Trust is the glue that holds an open, democratic society together. A successful democracy depends on our confidence that professionals and institutions are competent, that both private institutions and government at all levels operate within the bounds of the laws, that an independent judiciary enforces those laws, and that a free press shines a light on any of these guarantors when they fall short.

And so, of course, trust has always been central to healthcare. We must trust doctors and hospitals if we are to benefit from the care they offer. Without trust, who would allow a surgeon to cut open his chest and fiddle with his heart? Without trust, who would take noxious medicines or suffer radiation burns to cure a disease whose symptoms she cannot detect? We patients don't know how these things work, but we are willing to place our lives in the hands of those who say they do and have licenses affirming it.

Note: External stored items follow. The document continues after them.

PR #981, opened 2026-07-20
Normalize platform-dependent resource and test paths

### LINKED ISSUE #973: Resource autodetection generates Windows-only path separators

### LINKED ISSUE #974: Functional tests fail on macOS path aliases

jormundur00:
## Problem

This PR addresses two cross-platform problems:

1. **Windows resource autodetection produced invalid resource names.** Classpath-directory scanning passed `Path.toString()` directly to resource-pattern generation, producing backslash-separated names such as `org\\graalvm\\demo\\expected.txt`. Native Image resource names use portable `/` separators, so nested resources could be missing from Windows native images.
2. **Functional tests assumed one textual representation of paths and arguments.** Equivalent temporary locations are reported differently across platforms—for example `/var/...` versus `/private/var/...` on macOS and `RUNNER~1` versus `runneradmin` on Windows. Windows also defaults to Native Image argument files, and checked-out Maven samples use CRLF. The builds succeeded, but exact string assertions failed.

### Portable resource discovery

- route directory resource names through the existing separator-normalization helper before generating resource patterns
- add regression coverage proving nested directory resources use names such as `org/graalvm/demo/expected.txt`

### Portable functional tests

- accept equivalent absolute and canonical temporary-path representations in Maven agent-output assertions
- construct metadata-repository expectations from equivalent file URI representations
- use normalized separators in path-bearing assertions
- explicitly use and inspect a Native Image `@args` file for the Gradle console-color scenario on every operating system
- inspect Gradle argument-file contents when validating custom binary metadata exclusions
- normalize CRLF before the Maven resource fixture matches and modifies its sample POM

## Testing

Validation performed during initial development:

- `grund check`
- `./gradlew :utils:test :utils:checkstyleMain :utils:checkstyleTest :native-gradle-plugin:compileFunctionalTestGroovy :native-maven-plugin:compileFunctionalTestGroovy`
- affected Gradle functional scenarios with GraalVM 25.0.3 (6 passed)
- affected Maven functional scenarios with GraalVM 25.0.3 (5 passed)

Cross-platform validation:

- exercised the generated Gradle and Maven functional-test matrices on `ubuntu-22.04`, `windows-latest`, and `macos-latest` using a temporary test-only commit
- fixed the platform-specific path, line-ending, and argument-file assertions exposed by that matrix
- all CI tests passed before removing the temporary test-only commit from this PR
- `grund check`
- `git diff --check`

Closes #973
Closes #974

### DIFF
--- a/common/utils/src/main/java/org/graalvm/buildtools/model/resources/ClassPathDirectoryAnalyzer.java
+++ b/common/utils/src/main/java/org/graalvm/buildtools/model/resources/ClassPathDirectoryAnalyzer.java
@@ -106,7 +106,8 @@ class ClassPathDirectoryAnalyzer extends ClassPathEntryAnalyzer {
                 hasNativeImageResourceFile = true;
                 return FileVisitResult.TERMINATE;
             }
-            maybeAddResource(root.relativize(file).toString(), resources);
+            // Native Image resource names use portable separators. §FS-common-libraries.2.
+            maybeAddResource(relativePathOf(file), resources);
             return FileVisitResult.CONTINUE;
         }
     }
--- a/common/utils/src/test/java/org/graalvm/buildtools/utils/ClassPathEntryAnalyzerTest.java
+++ b/common/utils/src/test/java/org/graalvm/buildtools/utils/ClassPathEntryAnalyzerTest.java
@@ -43,14 +43,20 @@ package org.graalvm.buildtools.utils;
 import org.graalvm.buildtools.model.resources.ClassPathEntryAnalyzer;
 import org.junit.jupiter.api.DisplayName;
 import org.junit.jupiter.api.Test;
+import org.junit.jupiter.api.io.TempDir;
 
 import java.io.File;
 import java.io.IOException;
+import java.nio.file.Files;
+import java.nio.file.Path;
 import java.util.Collections;
 
 import static org.junit.jupiter.api.Assertions.assertEquals;
 
 public class ClassPathEntryAnalyzerTest {
+    @TempDir
+    Path temporaryDirectory;
+
     @Test
     @DisplayName("A non existent jar shouldn't cause an exception")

Unfortunately our trust in healthcare is also eroding.

Why? Advances in information technology make increasingly transparent our idealized vision of healthcare. For example, new evidence about what treatments work has led to documentation of how infrequently they are delivered appropriately. The ability of researchers to examine the data underlying new and competing claims also allows us to view flawed findings and scientists' conflicts of interest. Reports rating the quality of care offered by different hospitals, health plans, and physicians provide statistics to inform our choices but vary widely in reliability and relevance. Combine these with an active press, a 24-hour news cycle, the proliferation of watchdog groups, and commercial interests that manipulate scientific claims to support their aims. The result is a media environment infused with messages that tell us that our every action increases our health risks, that science is uncertain, and that healthcare professionals and institutions are not living up to their obligations.

This loss of trust is deeply disruptive. It leads us to devalue professional opinions of our doctors, nurses, and pharmacists and become skeptical about their recommendations. We begin to regard all information as equal; scientific claims bear the same weight as commercial claims and are regarded with suspicion or naive enthusiasm, depending on what suits our fancy. We can no longer sort the wheat from the chaff.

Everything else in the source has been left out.